Rule 1101. Applicability of Rules
(a) Courts and proceedings. Except as otherwise provided by subdivision (b), these rules apply to all actions and proceedings in the courts of the State of Mississippi.
(b) Rules inapplicable. Except for the rules pertaining to privileges, these rules do not apply in the following situations:
(1) Preliminary questions of fact. The determination of questions of fact preliminary to admissibility of evidence when the issue is to be determined by the court under rule 104(a).
(2) Grand jury. Proceedings before grand juries.
(3) Miscellaneous proceedings. Proceedings for extradition or rendition~ probable cause hearings in criminal cases and youth court cases; sentencing; disposition hearings; granting or revoking probation; issuance of warrants for arrest criminal summonses, and search warrants; and proceedings with respect to release on bail or otherwise.
(4) Contempt proceedings. Contempt proceedings in which the court may act summarily.
Rule 1102. Title
These rules shall be known as the Mississippi Rules of Evidence and may be cited as M.R.E., e.g., M.R.E. 501.
Rule 1103. Repeal
All evidentiary rules, whether provided by statute, court decision or court rule, which are inconsistent with the Mississippi Rules of Evidence are hereby repealed.

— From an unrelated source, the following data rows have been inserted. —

Issue #7547, opened 2022-01-09
[Roadmap] Phasing out the support for old binary format.


trivialfis:
XGBoost has a custom binary model format that has been used since day 1.  Later in 1.0, we
introduced the JSON format as an alternative, which has a schema and has better
extensibility.  The JSON format has been used as a default format for memory snapshot
serialization (pickle, rds, etc) and has extra features including categorical data support,
extra data feature names, and features types.  However, for performance and compatibility
reasons we have continued the support for the old binary format.  In 1.6 we plan to add
universal binary JSON as an extension to the current JSON format also as a replacement for the old
binary format.

## Motivation
The old binary format is essentially copying internal structures like parameters, tree
nodes into a memory buffer, so it has a fixed memory layout that's difficult to change and
debug.  If we look at the `Learner` class it's full of conditions to work around some
issues in binary format accumulated over the past.  These issues root from the situation
that we can not change the binary output in any way, which also has an indirect impact on
how we write code.  For instance, we can not change the `RegTree` structure due to how the
node is stored in the output and it's the very core of XGBoost.  To overcome these issues
and clear some room for future development we need to phase out its use.

## Roadmap

If the Universal Binary JSON implementation is accepted, I propose following the roadmap
for phasing out the support of the old binary format:

- 1.6: Add UBJSON and use it as the default format for full serialization (pickle, rds) as
  default.  Emit warning when users are loading old JSON format.  This is necessary since
  the `default_left` is changed from boolean to integer.
- 2.0: Emit warning when users save or load binary format.
- 2.1: Continue the warning about the binary format.
- 2.2: Continue the warning, save the model as JSON or UBJ as default if the format is not specified.
- 2.3: Remove support for saving old binary format, remove support for old JSON model.
- 2.4: Remove support for loading old binary format.

trivialfis:
@hcho3

hcho3:
> This is necessary since
the default_left is changed from boolean to integer.

How necessary is this? Was the default_left changed to improve performance?

trivialfis:
Yes.  Most of the improvement comes from the typed array where we can omit the construction of `Json` struct.  But there's no typed array for boolean.

Actually, there is, but it's useless.  The representation of boolean is `T` and `F` characters, they are both type and value at the same time.  So if we were to have a typed boolean array, the whole array would be either true or false.

[...]

PR #9947, opened 2024-01-03
Save model in ubj as the default.

trivialfis:
Related https://github.com/dmlc/xgboost/issues/7547 .

- Set default to UBJ in C.
- Set default to UBJ in JVM.
- Extract Python serialization tests.
- Remove changing `verbosity` in tests so that I can capture warnings.
- Cleanup tests to reduce the amount of warnings caused by the change of default.


trivialfis:
@wbo4958 Would be great if you could help take a look when you are available.

python-package/xgboost/testing/__init__.py
```diff
@@ -668,8 +668,7 @@ def weight_margin(draw: Callable) -> TestDataset:
 
 # A strategy for drawing from a set of example datasets. May add random weights to the
 # dataset
-@memory.cache
```
trivialfis, line 671: Removed since the composite strategy cannot be pickled. joblib has been issuing warnings for a while.

src/c_api/c_api.cc
```diff
@@ -1313,10 +1313,8 @@ XGB_DLL int XGBoosterLoadModel(BoosterHandle handle, const char* fname) {
 
 namespace {
 void WarnOldModel() {
-  if (XGBOOST_VER_MAJOR >= 2) {
```
trivialfis, line 1316: The version is lowered since we have released an extra 1.7 release. The original plan was to go from 1.6 to 2.0

wbo4958 (commented):
Still need to update the comments of https://github.com/dmlc/xgboost/blob/master/jvm-packages/xgboost4j-spark/src/main/scala/org/apache/spark/ml/util/XGBoostReadWrite.scala#L34

wbo4958:
Otherwise, LGTM.

trivialfis:
Thank you for sharing!

trivialfis:
Still need to refresh the document, will open another PR once the R package is sorted out.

Uniform Photographic Copies of Business and Public Records as Evidence Act (UPA)
§ 13-1-151. Reproduction of business records; disposal of originals
Any business may cause any or all records kept by such business in the regular course of its operation to be recorded, copied or reproduced by any photographic, photostatic or miniature photographic process which correctly, accurately and permanently copies, reproduces or forms a medium for copying or reproducing the original record on a film or other durable material, and such business may thereafter dispose of the original record, provided that every original record pertaining to any claim, tax or report due the State of Mississippi or any of its agencies shall be preserved for five (5) years from the thirty-first day of December of the year in which
such claim arose, or such tax or report was due.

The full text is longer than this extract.